» **Collected data**
PR #155, opened 2024-12-04
[CASSSIDECAR-167] Update Gradle Version

isaacreath:
This PR updates the Gradle version for cassandra-sidecar to the latest stable Gradle release (8.11). 

A couple of things to note:

First, the generated Windows start script (`cassandra-sidecar.bat`) does not work on trunk. It fails with the following error message:

```
> .\bin\cassandra-sidecar.bat
Error opening zip file or JAR manifest missing : APP_HOME_TO_REPLACE/agents/jolokia-jvm-1.6.0-agent.jar
Error occurred during initialization of VM
agent library failed to init: instrument
```

The changes I made in https://github.com/apache/cassandra-sidecar/compare/trunk...isaacreath:CASSSIDECAR-167?expand=1#diff-49a96e7eea8a94af862798a45174e6ac43eb4f8b4bd40759b5da63ba31ec3ef7R129-R135 do not fix the Windows start script. I'm open to disabling the generation of this start script in this PR, but I think to get it actually working properly would be outside of the scope of this change.

Second, the use of `${APP_HOME}` as a default JVM option in the generated start script is discouraged in modern versions of Gradle and is not possible to do out of the box with Gradle 7.2+ (hence the hacks on https://github.com/apache/cassandra-sidecar/compare/trunk...isaacreath:CASSSIDECAR-167?expand=1#diff-49a96e7eea8a94af862798a45174e6ac43eb4f8b4bd40759b5da63ba31ec3ef7R113-R135). My goal was to ensure as much compatibility with how the `bin/cassandra-sidecar` script was working today, but as a follow up I think we should probably reconsider using it in the default JVM options.


frankgh:
Thanks for the PR @isaacreath!

The Cassandra project does not support Windows, so I think we should exclude the bat file from the repo. What are your thoughts on that?

I will take a look at the PR sometime this week

isaacreath:
Yeah I agree, I'll update this PR to ensure that Gradle does not generate a bat file.

bbotella:
Thanks a lot for the patch!

I will take a look at it today as well (I'm not a committer, so we will still need @frankgh).

build.gradle
```diff
@@ -102,18 +105,35 @@ application {
...
     mainClassName = "org.apache.cassandra.sidecar.CassandraSidecarDaemon"
     applicationName = 'cassandra-sidecar'
-    // Config file location should be in file:/// format for local files,
-    def confFile = "file:" + File.separator + File.separator + "APP_HOME_TO_REPLACE/conf/sidecar.yaml"
-    applicationDefaultJvmArgs = ["-Dsidecar.logdir=./logs",
-                                 "-Dsidecar.config=" + confFile,
-                                 "-Dlogback.configurationFile=./conf/logback.xml",
-                                 "-Dvertx.logger-delegate-factory-class-name=io.vertx.core.logging.SLF4JLogDelegateFactory",
-                                 "-javaagent:APP_HOME_TO_REPLACE/agents/jolokia-jvm-1.6.0-agent.jar=port=7777,host=localhost"]
+    applicationDefaultJvmArgs = ["PLACEHOLDER"]
```
bbotella, line 100: Just for my education, what is this placeholder here and on line 134?

gradle/wrapper/gradle-wrapper.properties
```diff
@@ -1,5 +1,5 @@
 #Fri May 01 11:14:42 PDT 2020
-distributionUrl=https\://services.gradle.org/distributions/gradle-6.2.1-all.zip
+distributionUrl=https\://services.gradle.org/distributions/gradle-8.11-all.zip
```
bbotella: Now that we are on it, should we go with 8.11.1 newer version?

build.gradle
```diff
@@ -38,11 +38,11 @@ plugins {
     id 'application'
 
     // since we're using a specific version here, we delay applying the plugin till the all projects
-    id "com.github.spotbugs" version "3.0.0" apply false
+    id "com.github.spotbugs" version "5.0.14" apply false
```
frankgh: when I tried upgrading gradle, I was able to get to version `6.20.0` for spotbugs, but I needed a low number of changes on `checkstyle.xml`

build.gradle
```diff
@@ -173,14 +193,22 @@ tasks.named('idea').configure {
 
 // Lets copy the distributions from build/install directory to /bin and /lib
 // directories to be aligned with C* distribution format
-tasks.register('copyDist', Copy) {
-    from "$buildDir/install/$applicationName"
-    into "$projectDir"
+tasks.register('copyDist') {
```
frankgh: we no longer have a `copyDist` task, so this can be removed.

frankgh (commented):
Can you rebase from the latest? Two things that I think are missing are the updated `gradlew` script and the updated gradle jar under `gradle/wrapper/gradle-wrapper.jar`. The rest looks good. Can you also share a link to CI?

build.gradle
isaacreath: When the `startScripts` Gradle task runs, it will create a variable in the start script called `DEFAULT_JVM_OPTIONS` which is set to the values in `applicaitonDefaultJvmArgs`. This variable is purposefully created in a way such that the environment variables that we want to embed into the `DEFAULT_JVM_OPTIONS` will not be evaluated.

The way around this is to generate `DEFAULT_JVM_OPTIONS='PLACEHOLDER'` in the start script, then modify that value after the start script is generated and replace `'PLACEHOLDER'` with the actual default JVM options.

build.gradle
isaacreath: I'm guessing you mean `6.0.20` not `6.20.0`?

frankgh: yes `"6.0.20"` is what I meant. I think it's fine to move to `5.0.14`, so nothing actionable here

build.gradle
```diff
@@ -102,18 +97,35 @@ application {
...
+        //
+        // Replacing the placeholder after the script has been generated will preserve the semantics from Gradle < 7.2.
+        // See this Gradle issue for more context: https://github.com/gradle/gradle/issues/18170.
+
+        def defaultJvmOpts = ["-Dsidecar.logdir=./logs",
+                              "-Dsidecar.config=" + confFile,
+                              "-Dlogback.configurationFile=./conf/logback.xml",
+                              "-Dvertx.logger-delegate-factory-class-name=io.vertx.core.logging.SLF4JLogDelegateFactory",
+                              "-javaagent:\${APP_HOME}/agents/jolokia-jvm-1.6.0-agent.jar=port=7777,host=localhost"]
+        unixScript.text = unixScript.text.replace("DEFAULT_JVM_OPTS='\"PLACEHOLDER\"'",
```
frankgh, line 126: verified that this is generating something that looks like this:

```
DEFAULT_JVM_OPTS='"-Dsidecar.logdir=./logs" "-Dsidecar.config=file://${APP_HOME}/conf/sidecar.yaml" "-Dlogback.configurationFile=./conf/logback.xml" "-Dvertx.logger-delegate-factory-class-name=io.vertx.core.logging.SLF4JLogDelegateFactory" "-javaagent:${APP_HOME}/agents/jolokia-jvm-1.6.0-agent.jar=port=7777,host=localhost"'
```

gradle/wrapper/gradle-wrapper.properties
```diff
@@ -1,6 +1,7 @@
-#Fri May 01 11:14:42 PDT 2020
-distributionUrl=https\://services.gradle.org/distributions/gradle-6.2.1-all.zip
 distributionBase=GRADLE_USER_HOME
 distributionPath=wrapper/dists
-zipStorePath=wrapper/dists
+distributionUrl=https\://services.gradle.org/distributions/gradle-8.9-bin.zip
```
frankgh, line 3: we might also want to downgrade the jar for these to be in sync and not sure if the `gradlew` needs downgrading as well.

frankgh (commented):
The PR looks good to me. Let me know when you have CI results ready so we can work on merging this.

bbotella (approved):
Thanks for the patch! +1 (nb)

isaacreath:
> The PR looks good to me. Let me know when you have CI results ready so we can work on merging this.

Working through an issue that seems to have popped up on CI right now:

https://app.circleci.com/pipelines/circleci/2pKxPuEmc4jySZHiGcJrJE/LTM5bKmo57v3FcPSxgh5mk/2/workflows/e26029fa-ab66-40d3-870d-18d59c721a59/jobs/19/parallel-runs/0/steps/0-107?invite=true#step-107-54412_0

isaacreath:
Got CI passing: https://app.circleci.com/pipelines/circleci/2pKxPuEmc4jySZHiGcJrJE/LTM5bKmo57v3FcPSxgh5mk/4/workflows/8f21d3e0-5548-4647-b82e-7e5970b4e519

yifan-c (approved):

isaacreath:
Thank you everyone for your review!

» **REQUIREMENT**
From the very first line of the data through the line with "A couple of" in it, please reproduce each line exactly and output nothing more.

» **ANSWER SECTION**
PR #155, opened 2024-12-04
[CASSSIDECAR-167] Update Gradle Version

isaacreath:
This PR updates the Gradle version for cassandra-sidecar to the latest stable Gradle release (8.11). 

A couple of things to note:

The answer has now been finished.